Cooking Instructions

  1. 1

    Rinse 1 heaped cup rice a couple of times and soak for 30 minutes.

  2. 2

    Then drain the water and pressure cook rice with ¼ teaspoon salt and 2 cups water for 2 to 3 whistles or 8 to 10 minutes on medium-high flame.

  3. 3

    1 heaped cup rice will yield 3 to 4 cups rice.This depends on the type and quality of rice.

  4. 4

    When the pressure settles down on it's own in the cooker, remove the lid. Remove the cooked rice in a plate or in a bowl.

  5. 5

    Let the rice become warm or cool at room temperature

  6. 6

    In a small frying pan, heat 1 to 2 tablespoons sesame oil. first fry peanuts till crunchy and then keep them aside.

  7. 7

    In the same oil, then fry cashews till golden. remove and keep aside.

  8. 8

    Now add 1 tablespoon sesame oil in the same pan.

  9. 9

    Add the mustard seeds and let them crackle. once the mustard seeds begin to crackle, add the urad dal.

  10. 10

    Saute till the urad dal turns golden.

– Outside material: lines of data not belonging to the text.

PR #613, opened 2023-11-07
[REBASE && FF] Update GetMemoryMapWithPopulatedAccessAttributes() to Defer Free/Allocate Calls, Improve Documentation

TaylorBeebe:
## Description

During the initialization of the memory protection, a complete map
of system memory is created via a call toGetMemoryMapWithPopulatedAccessAttributes().
The first step of the function was to fetch the EFI memory map and subsequent
steps manipulated it to create the output. The subsequent steps included
freeing and allocating memory which potentially changed the memory
layout and caused the output memory map to be incorrect. Because
allocating and freeing memory only transitions memory type between
EfiConventionalMemory and EfiBootServicesMemory (which are required
to have the same memory protection policy), this nuance didn't matter.
However, as the DXE core is updated to support more strict protections
on free memory, this nuance will matter.

This patch updates the GetMemoryMapWithPopulatedAccessAttributes()
routine to calculate and allocate all required memory before
fetching the EFI memory map used in the output, and adds a function
to free that memory once the caller is done with the ouput.

Also, to improve the long-term maintainability of the memory protection
support code, this change adds code documentation in the form of inline
comments to the memory protection initialization logic.

**Test Case 1:**
image_protection_off
The only difference between before and after this change set is the absence of an EfiConventionalMemory section. The post-changes on the right prints out the location of the allocated memory map and bitmap which is where the EfiConventionalMemory section used to be. In reality, both memory maps have essentially the same layout, but the memory map post-changes accurately reflects the actual memory map because no allocations or frees are done during its creation.

**Test Case 2:**
image_protection_onpng
Same explanation as above with image protection on.

### DIFF
--- a/MdeModulePkg/Core/Dxe/Misc/MemoryProtectionSupport.c
+++ b/MdeModulePkg/Core/Dxe/Misc/MemoryProtectionSupport.c
@@ -2573,25 +2573,15 @@ GetMemoryMapWithPopulatedAccessAttributes (
     return EFI_INVALID_PARAMETER;
   }
 
-  *MemoryMapSize = 0;
-
-  Status = CoreGetMemoryMap (
-             MemoryMapSize,
-             *MemoryMap,
-             &MapKey,
-             DescriptorSize,
-             &DescriptorVersion
-             );
-
-  ASSERT (Status == EFI_BUFFER_TOO_SMALL);
-
-  do {
-    *MemoryMap = (EFI_MEMORY_DESCRIPTOR *)AllocatePool (*MemoryMapSize);
-    if (*MemoryMap == NULL) {
-      Status = EFI_OUT_OF_RESOURCES;
-      ASSERT_EFI_ERROR (Status);
-      goto Cleanup;
-    }
+  // STEP 1: Get the Initial Memory Map
+  //
+  // The memory map fetched from this routine will be used to determine
+  // the amount of memory needed to create a hybrid memory map which
+  // describes the full address space with all the attributes required
+  // to secure memory as much as possible based on the platform protection
+  // policy.
+  {
+    *MemoryMapSize = 0;
 
     Status = CoreGetMemoryMap (
                MemoryMapSize,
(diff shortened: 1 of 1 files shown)


MdeModulePkg/Core/Dxe/Misc/MemoryProtectionSupport.c
```diff
@@ -1232,184 +1234,193 @@ GetOverlappingMemorySpaceRegion (
...
-
-  @param[in, out] MemoryMapSize         Size, in bytes, of MemoryMap
-  @param[in, out] MemoryMap             IN:  Pointer to the EFI memory map which will have all gaps filled. The
-                                             original buffer will be freed and updated to a newly allocated buffer
-                                        OUT: A sorted memory map describing the entire memory region
-  @param[in]      DescriptorSize        Size, in bytes, of each descriptor region in the array
-  @param[in]      StartOfAddressSpace   Starting address from which there should be contiguous entries
-  @param[in]      EndOfAddressSpace     Ending address at which the memory map should at least reach
+  max(EndOfAddressSpace, address + length of the final memory map entry). If DetermineSize
+  is TRUE, then this function will just determing the required buffer size for the output
```
kenlautner:
```suggestion
  is TRUE, then this function will just determine the required buffer size for the output

```

MdeModulePkg/Core/Dxe/Misc/MemoryProtectionSupport.c
```diff
@@ -2660,124 +2820,143 @@ GetMemoryMapWithPopulatedAccessAttributes (
...
-  // Break up the memory map so every image range divides evenly into some number of
-  // EFI memory descriptors
-  SeparateImagesInMemoryMap (
-    MemoryMapSize,
-    *MemoryMap,
-    *DescriptorSize,
-    MergedImageList,
-    AdditionalRecordCount
-    );
+  // STEP 14: Update the Bitmap Variables to Isolate Used Descriptors
```
kenlautner, line 2872: Multiple step labels here.

TaylorBeebe: Unless I'm totally missing what you're referring to, I think this step is just referencing step 8

kenlautner (approved):

MdeModulePkg/Core/Dxe/Misc/MemoryProtectionSupport.c
```diff
@@ -1232,184 +1234,194 @@ GetOverlappingMemorySpaceRegion (
...
 
-  if ((MemoryMap == NULL) || (*MemoryMap == NULL) ||
+  if ((MemoryMap == NULL) || (MemoryMap == NULL) ||
       (MemoryMapSize == NULL) || (*MemoryMapSize == 0) ||
       (*DescriptorSize == 0) || (MemorySpaceMap == NULL) ||
-      (MemorySpaceMapDescriptorSize == NULL) || (MemorySpaceMapDescriptorCount == NULL))
+      (MemorySpaceMapDescriptorSize == NULL) || (MemorySpaceMapDescriptorCount == NULL) ||
+      (!DetermineSize && (InsertionPoint == NULL)))
   {
+    DEBUG ((DEBUG_ERROR, "%a - Function had NULL input(s)!\n", __FUNCTION__));
```
makubacki: For new additions, we should go ahead and use `__func__`.

```suggestion
    DEBUG ((DEBUG_ERROR, "%a - Function had NULL input(s)!\n", __func__));
```

MdeModulePkg/Core/Dxe/Misc/MemoryProtectionSupport.c
```diff
@@ -1232,184 +1234,194 @@ GetOverlappingMemorySpaceRegion (
...
-  @param[in, out] MemoryMap             IN:  Pointer to the EFI memory map which will have all gaps filled. The
-                                             original buffer will be freed and updated to a newly allocated buffer
-                                        OUT: A sorted memory map describing the entire memory region
-  @param[in]      DescriptorSize        Size, in bytes, of each descriptor region in the array
-  @param[in]      StartOfAddressSpace   Starting address from which there should be contiguous entries
-  @param[in]      EndOfAddressSpace     Ending address at which the memory map should at least reach
+  max(EndOfAddressSpace, address + length of the final memory map entry). If DetermineSize
+  is TRUE, then this function will just determine the required buffer size for the output
+
+  memory map.
```
makubacki: Clean up empty line.

```suggestion
  is TRUE, then this function will just determine the required buffer size for the output
  memory map.
```

MdeModulePkg/Core/Dxe/Misc/MemoryProtectionSupport.c
```diff
@@ -1232,184 +1234,194 @@ GetOverlappingMemorySpaceRegion (
...
-  EFI_MEMORY_DESCRIPTOR  *OldMemoryMapCurrent, *OldMemoryMapEnd, *NewMemoryMapStart, *NewMemoryMapCurrent;
+  EFI_MEMORY_DESCRIPTOR  *MemoryMapCurrent, *MemoryMapEnd;
   EFI_PHYSICAL_ADDRESS   LastEntryEnd, NextEntryStart, StartOfAddressSpace, EndOfAddressSpace;
   EFI_GCD_MEMORY_TYPE    GcdType = 0;
   UINT64                 RemainingLength, OverlapLength;
-  UINTN                  NewMemoryMapSize, AdditionalEntriesCount, LoopIteration;
+  UINTN                  AdditionalEntriesCount;
 
-  if ((MemoryMap == NULL) || (*MemoryMap == NULL) ||
+  if ((MemoryMap == NULL) || (MemoryMap == NULL) ||
```
makubacki: `MemoryMap` is now checked twice against `NULL`.


```suggestion
  if ((MemoryMap == NULL) ||
```

MdeModulePkg/Core/Dxe/Misc/MemoryProtectionSupport.c
```diff
@@ -1232,184 +1234,194 @@ GetOverlappingMemorySpaceRegion (
...
       (MemoryMapSize == NULL) || (*MemoryMapSize == 0) ||
       (*DescriptorSize == 0) || (MemorySpaceMap == NULL) ||
-      (MemorySpaceMapDescriptorSize == NULL) || (MemorySpaceMapDescriptorCount == NULL))
+      (MemorySpaceMapDescriptorSize == NULL) || (MemorySpaceMapDescriptorCount == NULL) ||
+      (!DetermineSize && (InsertionPoint == NULL)))
   {
+    DEBUG ((DEBUG_ERROR, "%a - Function had NULL input(s)!\n", __FUNCTION__));
     return EFI_INVALID_PARAMETER;
```
makubacki: Null has a special meaning that is often different than "zero-sized".

I suggest breaking apart null check and size checks into two different conditional blocks with corresponding messages.

MdeModulePkg/Core/Dxe/Misc/MemoryProtectionSupport.c
makubacki, line 1: I think this change would benefit from testing information in the PR description.

Can you describe what tests have been run? I know the PR description will not carry forward to the commits, but it's useful to roll in to the release notes (which picks up its info from the PR description).

makubacki (approved):

MdeModulePkg/Core/Dxe/Misc/MemoryProtectionSupport.c
TaylorBeebe: Updated the description with comparisons between before/after the changes.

Fry everything on a low flame, so that the spices don't burn.

  11. 11

    Then add the red chilies, green chilies (chopped) and curry leaves. sauté for a few seconds till the red chilies change colour.

  12. 12

    Switch off the flame and add the asafoetida and turmeric powder. mix very well

  13. 13

    Stir and immediately pour this tempering mixture on the rice

  14. 14

    Add the fried peanuts, cashews, lemon juice and salt. mix very well

  15. 15

    Keep the lemon rice covered for the flavors to blend for 4 to 5 minutes.

  16. 16

    Then serve the lemon rice with papads or vadams and coconut chutney or just have lemon rice plain.